## WORK ITEM
Repeat the listing below exactly.

==============================

PR #7196, opened 2024-10-28
Endpoints containing sagas fail to start when a scanned assembly contains a ref struct

### LINKED ISSUE #7179: Ref struct in message scanning results in app crash at startup

andreasohlund:
Backport of #7187 which fixes #7179 for the release-9.1 branch

### DIFF
--- a/src/NServiceBus.Core/Sagas/Sagas.cs
+++ b/src/NServiceBus.Core/Sagas/Sagas.cs
@@ -100,7 +100,7 @@
         {
             // MakeGenericType() throws an exception if passed a ref struct type
             // Messages cannot be ref struct types
-            if (type.CustomAttributes.Any(a => a.AttributeType.FullName != null && a.AttributeType.FullName.Equals("System.Runtime.CompilerServices.IsByRefLikeAttribute")))
+            if (type.CustomAttributes.Any(a => string.Equals(a.AttributeType.FullName, "System.Runtime.CompilerServices.IsByRefLikeAttribute")))
             {
                 return false;
             }


src/NServiceBus.Core/Sagas/Sagas.cs
```diff
@@ -98,6 +98,13 @@ static bool IsCompatible(Type t, Type source)
 
         static bool IsTypeATimeoutHandledByAnySaga(Type type, IEnumerable<Type> sagas)
         {
+            // MakeGenericType() throws an exception if passed a ref struct type
+            // Messages cannot be ref struct types
+            if (type.CustomAttributes.Any(a => a.AttributeType.Name == "IsByRefLikeAttribute"))
```
andreasohlund, line 103: [The attribute requires .net471 ](https://learn.microsoft.com/en-us/dotnet/api/system.runtime.compilerservices.isbyreflikeattribute?view=net-8.0)and up so we check the string instead.

danielmarbach, line 103:
```suggestion
            if (type.CustomAttributes.Any(a => a.AttributeType.FullName == "System.Runtime.CompilerServices.IsByRefLikeAttribute"))
```

Would be better I think because even when the type is "shimed" it has to be in that namespace as far as I recall. 

I think it is fine because we preselect the types anyway to be saga types and only then we go through the handler types right?

Is this ever executed in a reflection only context? I don't think so right?

danielmarbach: The question about reflection only context comes from my blurry knowledge that CustomAttributes instantiates the attributes which means the constructors are called. This might not always work or might be more expensive compared to getting the data only which could be achieved with 

```suggestion
            if (type.GetCustomAttributesData().Any(attr => attr.AttributeType.FullName == "System.Runtime.CompilerServices.IsByRefLikeAttribute"))
```

mikeminutillo: > will be executed for each saga on startup

I'm not sure that's right.

This code will be executed once for each type that we pass to conventions. That will be [once for every scanned type](https://github.com/Particular/NServiceBus/blob/release-7.8/src/NServiceBus.Core/EndpointCreator.cs#L106) and [once for every type in a route assembly](https://github.com/Particular/NServiceBus/blob/release-7.8/src/NServiceBus.Core/Routing/AssemblyRouteSource.cs#L23).

mikeminutillo (approved):

src/NServiceBus.Core/Sagas/Sagas.cs
andreasohlund: >This code will be executed once for each type that we pass to conventions. That will be [once for every scanned type](https://github.com/Particular/NServiceBus/blob/release-7.8/src/NServiceBus.Core/EndpointCreator.cs#L106) and [once for every type in a route assembly](https://github.com/Particular/NServiceBus/blob/release-7.8/src/NServiceBus.Core/Routing/AssemblyRouteSource.cs#L23).

danielmarbach: Then we should probably switch to the alternative I suggested

if (type.GetCustomAttributesData().Any(attr => attr.AttributeType.FullName == "System.Runtime.CompilerServices.IsByRefLikeAttribute"))

that should in theory be faster and have less side effects

Might be worth comparing the two

danielmarbach: I was misreading this part

https://github.com/Particular/NServiceBus/blob/216e3b18fc9c7feec1115fbfb467f455785edbbd/src/NServiceBus.Core/Sagas/Sagas.cs#L23-L27

ignoring that we only add the func to the convention

danielmarbach: > GetCustomAttributesData

[Maybe the additional overhead of creating the CustomAttributeData type might actually make GetCustomAttributeData slower](https://stackoverflow.com/questions/47184352/getcustomattributes-vs-getcustomattributesdata). Interesting

danielmarbach (approved):

src/NServiceBus.Core/Sagas/Sagas.cs
```diff
@@ -98,6 +98,13 @@ static bool IsCompatible(Type t, Type source)
 
         static bool IsTypeATimeoutHandledByAnySaga(Type type, IEnumerable<Type> sagas)
         {
+            // MakeGenericType() throws an exception if passed a ref struct type
+            // Messages cannot be ref struct types
+            if (type.CustomAttributes.Any(a => a.AttributeType.FullName == "System.Runtime.CompilerServices.IsByRefLikeAttribute"))
```
poornimanayar, line 103: Should we use `string.Equals()` for string comparison?

andreasohlund: would that be for performance reasons? 

https://stackoverflow.com/questions/1659097/why-would-you-use-string-equals-over suggests that there is no difference in behaviour?

andreasohlund:
@poornimanayar @danielmarbach did some benchmarking and the strin.equals version of .CustomAttributes seems to be most performant but its very close

| Method                       | Mean     | Error   | StdDev  |
|----------------------------- |---------:|--------:|--------:|
| CustomAttributes             | 340.7 ns | 2.55 ns | 2.38 ns |
| CustomAttributesStringEquals | 321.4 ns | 1.89 ns | 1.58 ns |
| GetCustomAttributesData      | 357.5 ns | 1.42 ns | 1.18 ns |

andreasohlund:
The test was iterating all scanned types of an endpoint running the learning transport and persister

src/NServiceBus.Core/Sagas/Sagas.cs
danielmarbach: [They lead to the same code path](https://github.com/dotnet/runtime/blob/5535e31a712343a63f5d7d796cd874e563e5ac14/src/libraries/System.Private.CoreLib/src/System/String.Comparison.cs#L688-L701). What you save is the operator method invocation cost

andreasohlund:
Since I ran the tests on .net8 I'll switch to equals since its likely that the performance gains are even larger on .net451

PR #14808, opened 2022-12-01
GH-14805: [Format] C Data Interface: clarify nullability of buffer pointers

### LINKED ISSUE #14805: [Format] C Data Interface: clarify nullability of buffer pointers

In https://github.com/apache/arrow-nanoarrow/issues/76 it was reported that some implementations may export zero-length buffers as a null pointer in the ArrowArray structure.

Given that this seems to be an accepted behavior in several implementations, we should probably make it explicitly legal in the C Data Interface spec.

### Component(s)

Format

pitrou:
* Closes: #14805


pitrou:

lidavidm (approved):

==============================

## EXERCISE RESPONSE
PR #7196, opened 2024-10-28
Endpoints containing sagas fail to start when a scanned assembly contains a ref struct

### LINKED ISSUE #7179: Ref struct in message scanning results in app crash at startup

andreasohlund:
Backport of #7187 which fixes #7179 for the release-9.1 branch

### DIFF
--- a/src/NServiceBus.Core/Sagas/Sagas.cs
+++ b/src/NServiceBus.Core/Sagas/Sagas.cs
@@ -100,7 +100,7 @@
         {
             // MakeGenericType() throws an exception if passed a ref struct type
             // Messages cannot be ref struct types
-            if (type.CustomAttributes.Any(a => a.AttributeType.FullName != null && a.AttributeType.FullName.Equals("System.Runtime.CompilerServices.IsByRefLikeAttribute")))
+            if (type.CustomAttributes.Any(a => string.Equals(a.AttributeType.FullName, "System.Runtime.CompilerServices.IsByRefLikeAttribute")))
             {
                 return false;
             }


src/NServiceBus.Core/Sagas/Sagas.cs
```diff
@@ -98,6 +98,13 @@ static bool IsCompatible(Type t, Type source)
 
         static bool IsTypeATimeoutHandledByAnySaga(Type type, IEnumerable<Type> sagas)
         {
+            // MakeGenericType() throws an exception if passed a ref struct type
+            // Messages cannot be ref struct types
+            if (type.CustomAttributes.Any(a => a.AttributeType.Name == "IsByRefLikeAttribute"))
```
andreasohlund, line 103: [The attribute requires .net471 ](https://learn.microsoft.com/en-us/dotnet/api/system.runtime.compilerservices.isbyreflikeattribute?view=net-8.0)and up so we check the string instead.

danielmarbach, line 103:
```suggestion
            if (type.CustomAttributes.Any(a => a.AttributeType.FullName == "System.Runtime.CompilerServices.IsByRefLikeAttribute"))
```

Would be better I think because even when the type is "shimed" it has to be in that namespace as far as I recall. 

I think it is fine because we preselect the types anyway to be saga types and only then we go through the handler types right?

Is this ever executed in a reflection only context? I don't think so right?

danielmarbach: The question about reflection only context comes from my blurry knowledge that CustomAttributes instantiates the attributes which means the constructors are called. This might not always work or might be more expensive compared to getting the data only which could be achieved with 

```suggestion
            if (type.GetCustomAttributesData().Any(attr => attr.AttributeType.FullName == "System.Runtime.CompilerServices.IsByRefLikeAttribute"))
```

mikeminutillo: > will be executed for each saga on startup

I'm not sure that's right.

This code will be executed once for each type that we pass to conventions. That will be [once for every scanned type](https://github.com/Particular/NServiceBus/blob/release-7.8/src/NServiceBus.Core/EndpointCreator.cs#L106) and [once for every type in a route assembly](https://github.com/Particular/NServiceBus/blob/release-7.8/src/NServiceBus.Core/Routing/AssemblyRouteSource.cs#L23).

mikeminutillo (approved):

src/NServiceBus.Core/Sagas/Sagas.cs
andreasohlund: >This code will be executed once for each type that we pass to conventions. That will be [once for every scanned type](https://github.com/Particular/NServiceBus/blob/release-7.8/src/NServiceBus.Core/EndpointCreator.cs#L106) and [once for every type in a route assembly](https://github.com/Particular/NServiceBus/blob/release-7.8/src/NServiceBus.Core/Routing/AssemblyRouteSource.cs#L23).

danielmarbach: Then we should probably switch to the alternative I suggested

if (type.GetCustomAttributesData().Any(attr => attr.AttributeType.FullName == "System.Runtime.CompilerServices.IsByRefLikeAttribute"))

that should in theory be faster and have less side effects

Might be worth comparing the two

danielmarbach: I was misreading this part

https://github.com/Particular/NServiceBus/blob/216e3b18fc9c7feec1115fbfb467f455785edbbd/src/NServiceBus.Core/Sagas/Sagas.cs#L23-L27

ignoring that we only add the func to the convention

danielmarbach: > GetCustomAttributesData

[Maybe the additional overhead of creating the CustomAttributeData type might actually make GetCustomAttributeData slower](https://stackoverflow.com/questions/47184352/getcustomattributes-vs-getcustomattributesdata). Interesting

danielmarbach (approved):

src/NServiceBus.Core/Sagas/Sagas.cs
```diff
@@ -98,6 +98,13 @@ static bool IsCompatible(Type t, Type source)
 
         static bool IsTypeATimeoutHandledByAnySaga(Type type, IEnumerable<Type> sagas)
         {
+            // MakeGenericType() throws an exception if passed a ref struct type
+            // Messages cannot be ref struct types
+            if (type.CustomAttributes.Any(a => a.AttributeType.FullName == "System.Runtime.CompilerServices.IsByRefLikeAttribute"))
```
poornimanayar, line 103: Should we use `string.Equals()` for string comparison?

andreasohlund: would that be for performance reasons? 

https://stackoverflow.com/questions/1659097/why-would-you-use-string-equals-over suggests that there is no difference in behaviour?

andreasohlund:
@poornimanayar @danielmarbach did some benchmarking and the strin.equals version of .CustomAttributes seems to be most performant but its very close

| Method                       | Mean     | Error   | StdDev  |
|----------------------------- |---------:|--------:|--------:|
| CustomAttributes             | 340.7 ns | 2.55 ns | 2.38 ns |
| CustomAttributesStringEquals | 321.4 ns | 1.89 ns | 1.58 ns |
| GetCustomAttributesData      | 357.5 ns | 1.42 ns | 1.18 ns |

andreasohlund:
The test was iterating all scanned types of an endpoint running the learning transport and persister

src/NServiceBus.Core/Sagas/Sagas.cs
danielmarbach: [They lead to the same code path](https://github.com/dotnet/runtime/blob/5535e31a712343a63f5d7d796cd874e563e5ac14/src/libraries/System.Private.CoreLib/src/System/String.Comparison.cs#L688-L701). What you save is the operator method invocation cost

andreasohlund:
Since I ran the tests on .net8 I'll switch to equals since its likely that the performance gains are even larger on .net451

PR #14808, opened 2022-12-01
GH-14805: [Format] C Data Interface: clarify nullability of buffer pointers

### LINKED ISSUE #14805: [Format] C Data Interface: clarify nullability of buffer pointers

In https://github.com/apache/arrow-nanoarrow/issues/76 it was reported that some implementations may export zero-length buffers as a null pointer in the ArrowArray structure.

Given that this seems to be an accepted behavior in several implementations, we should probably make it explicitly legal in the C Data Interface spec.

### Component(s)

Format

pitrou:
* Closes: #14805


pitrou:

lidavidm (approved):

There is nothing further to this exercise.